The benefit of mixture application is the possibility to combine advantages of both gases. Thus, the pure helium has better heat transfer properties, but low molar mass, which requires the usage of screw compressors. On the other hand, the neon has higher molar mass, so more efficient turbo-compressors could be used. The study of optimal mixture composition is a part of the work. The research also includes the process design with detailed study on different operational modes – steady-state and transient behaviour. For this reason, the PRO/II software as well as manually written programs in Python are used for simulations.
The system components design is considered as well and requires dedicated hardware knowledge. The currently developed cycle arrangement is shown on Fig. 1 and the paper with detailed information was submitted for the CEC-ICMC conference 2019. The turbo-compressor development is a research topic of Maxime Podeur and I plan to participate in the experimental part of the turbo-compressor performance study at the University of Stuttgart. The reference Turbo-Brayton cycle can be used in the temperature range between 80 to 27 K and scaled to industrial applications for cooling power from a few kW to MW range.

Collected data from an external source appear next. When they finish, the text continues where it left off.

PR #1872, opened 2020-06-08
[v0.16.x] Setup Calico Networking Option

dominicgunn:
## Changes

- Canal is EOL, and the only other option we offered was AWS CNI. This borrows (steals) the Calico configuration for kops, and dumps it into kube-aws so that we can use that as an option too.
- This PR also fixes node labelling issues that changed between v1.15.x and v1.16.x, as we can no longer use `kubelet` to self label `kubernetes.io` tags, making nodes difficult to differentiate.
- This PR also removes quay.io as the core provider for calico networking images because they keep falling over.
- This PR also opens ports 4789 to allow for vxlan networking between ports, and opens communication between workers & controllers for IPnIP tunnelling used by Calico's BGP (also requiring port 179) setup.

### DIFF
--- a/builtin/files/stack-templates/network.json.tmpl
+++ b/builtin/files/stack-templates/network.json.tmpl
@@ -211,6 +211,7 @@
         "GroupId": {
           "Ref": "SecurityGroupController"
         },
+        "Description": "controller to controller sg",
         "IpProtocol": "-1",
         "SourceSecurityGroupId": {
           "Ref": "SecurityGroupWorker"
@@ -224,6 +225,7 @@
         "GroupId": {
           "Ref": "SecurityGroupController"
         },
+        "Description": "controller to calico",
         "IpProtocol": "udp",
         "SourceSecurityGroupId": {
           "Ref": "SecurityGroupController"
@@ -238,6 +240,7 @@
         "GroupId": {
           "Ref": "SecurityGroupController"
         },
+        "Description": "worker to calico sg",
         "IpProtocol": "udp",
         "SourceSecurityGroupId": {
           "Ref": "SecurityGroupWorker"
--- a/builtin/files/stack-templates/network.json.tmpl
+++ b/builtin/files/stack-templates/network.json.tmpl
@@ -275,34 +275,6 @@
       "Type": "AWS::EC2::SecurityGroupIngress"
     },
     {{ end -}}
-    "SecurityGroupWorkerIngressFromControllerToCalicoBGP": {
-      "Properties": {
-        "FromPort": 179,
-        "GroupId": {
-          "Ref": "SecurityGroupWorker"
-        },
-        "IpProtocol": "tcp",
-        "SourceSecurityGroupId": {
-          "Ref": "SecurityGroupController"
-        },
-        "ToPort": 179
-      },
-      "Type": "AWS::EC2::SecurityGroupIngress"
-    },
-    "SecurityGroupWorkerIngressFromWorkerToCalicoBGP": {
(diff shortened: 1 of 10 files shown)


builtin/files/stack-templates/network.json.tmpl
```diff
@@ -194,6 +194,58 @@
...
+        }
+      },
+      "Type": "AWS::EC2::SecurityGroupIngress"
+    },
+    "SecurityGroupControllerIngressFromWorkerToControllelr": {
+      "Properties": {
+        "GroupId": {
+          "Ref": "SecurityGroupController"
+        },
+        "IpProtocol": "-1",
```
Fsero, line 214: Add a description? 

```suggestion
        "Description": "controller to controller sg",
        "IpProtocol": "-1",
```

builtin/files/stack-templates/network.json.tmpl
```diff
@@ -194,6 +194,58 @@
...
+      },
+      "Type": "AWS::EC2::SecurityGroupIngress"
+    },
+    "SecurityGroupControllerIngressFromControllerToCalico": {
+      "Properties": {
+        "FromPort": 4789,
+        "GroupId": {
+          "Ref": "SecurityGroupController"
+        },
+        "IpProtocol": "udp",
```
Fsero, line 227:
```suggestion
       "Description": "controller to calico",
        "IpProtocol": "udp",
```

builtin/files/stack-templates/network.json.tmpl
```diff
@@ -194,6 +194,58 @@
...
+      },
+      "Type": "AWS::EC2::SecurityGroupIngress"
+    },
+    "SecurityGroupControllerIngressFromWorkerToCalico": {
+      "Properties": {
+        "FromPort": 4789,
+        "GroupId": {
+          "Ref": "SecurityGroupController"
+        },
+        "IpProtocol": "udp",
```
Fsero, line 241:
```suggestion
        "Description": "worker to calico sg",
        "IpProtocol": "udp",
```

builtin/files/userdata/cloud-config-worker
```diff
@@ -387,7 +382,8 @@ coreos:
         {{- end }}
         $KUBELET_OPTS"
         Restart=always
-        RestartSec=10
+        RestartSec=10        
+
```
Fsero, line 386: nit: extra new line

Fsero:
Hi @dominicgunn thanks for your efforts and the contribution.

I was looking into Calico docs and didn't see any official information about canal deprecation. Can you share for better context?

Thanks!

builtin/files/userdata/cloud-config-worker
dominicgunn: I actually added this purposefully to more clearly separate the `[Service]` and `[Install]` block similar to other unit definitions here. 

We should probably unify on one in another pull request (extra line between unit blocks, or without extra line), what are your thoughts?

c-knowles:
Removed myself for review since unfortunately at the moment I don't have an appropriate stack available to check through this.

builtin/files/userdata/cloud-config-worker
Fsero: Sorry for the late response. I'm ok with the extra line but maybe would be much cleared if

```suggestion
        RestartSec=10        

{{/* END of kubelet [Service] */}}
```

dominicgunn: I'm happy with that, I pushed those changes up.

PR #1873, opened 2020-06-08
Migrate to new s3 URL method

tjamet:
Path based access has been deprecated and now returns a redirect error to bucketname.s3.amazonaws.com
as explained in this post:
https://aws.amazon.com/blogs/aws/amazon-s3-path-deprecation-plan-the-rest-of-the-story/

This makes cloudformation to fail as it refers to the now redirected s3
bucket path, and raises the message:
S3 error: The bucket you are attempting to access must be addressed using the specified endpoint. Please send all future requests to this endpoint. For more information check http://docs.aws.amazon.com/AmazonS3/la

There is no strong documentation about what are the updates in China and
Gov regions, consider it follows the same logic.

### DIFF
--- a/pkg/api/assets.go
+++ b/pkg/api/assets.go
@@ -2,8 +2,9 @@ package api
 
 import (
 	"fmt"
-	"github.com/kubernetes-incubator/kube-aws/fingerprint"
 	"strings"
+
+	"github.com/kubernetes-incubator/kube-aws/fingerprint"
 )
 
 type AssetID struct {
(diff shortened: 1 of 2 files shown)


Fsero:
@tjamet could you please also patch 0.15.x and 0.14.x?

tjamet:
@Fsero yes sure, did this first one for the approach to focus discussion and planned to do so when convergence on the solution

dominicgunn:
Thanks for doing this @tjamet! The approach here seems good.

/lgtm

dominicgunn:
Thanks for doing this @tjamet! The approach here seems good.

/lgtm

PR #1883, opened 2020-07-06
[v0.15.x] Allow injection of CoreDNS configuration for non-root zones

kfr2:
The existing `kubeDns.extraCoreDNSConfig`  allows the user to
inject additional values into the coredns configmap's root zone (".").
This commit allows the user to additionally specify a string to
`kubeDns.additionalZoneCoreDNSConfig` which will be injected
into the configmap after the root zone to allow the user to specify
configuration for additional zones. As an example, this might be used
to forward traffic for the .global zone to the istiocoredns service.

### DIFF
--- a/builtin/files/cluster.yaml.tmpl
+++ b/builtin/files/cluster.yaml.tmpl
@@ -1329,9 +1329,18 @@ kubeDns:
     nodesPerReplica: 16
     min: 2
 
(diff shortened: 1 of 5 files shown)


dominicgunn:
Thanks for the contribution @kfr2!

PR #1886, opened 2020-07-07
Keep newline, so apiserver starts

flah00:
* With WS stripping character in place configs would be malformed, ie
    * `--volume opt-bin,kind=host,source=/opt/bin \--mount volume=var-log,target=/var/log \`
* This code has been refactored in 0.16.x and master. As far as I'm aware, this is the only branch with this bug.
* Now there's an extra newline, but this function is only called once  and the the sh environment formatting is more forgiving, ie

```sh
--volume opt-bin,kind=host,source=/opt/bin \

--mount volume=var-log,target=/var/log \
```


dominicgunn:
Awesome! Thanks for the contribution @flah00.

Fig. 1 – Cryogenic cycle flow diagram
During the EASITrain I could learn different software, for example, LabView and PRO II, or Python programming. Moreover, I got practical knowledge during my industrial secondment at Linde Kryotechnik and scientific secondment at the University of Stuttgart (Fir.2). I also participated in EASITrain schools and trainings together with other EASITrain researchers, including the workshops on cryogenics, superconductivity and manufacturing techniques, as well as Project management course, Media training and Innovation Management. Additionally, I have an opportunity to learn German within dedicated courses and at work. The last but not least is the possibility of the constant improvement of presentation and communication skills within the multicultural scientific environment.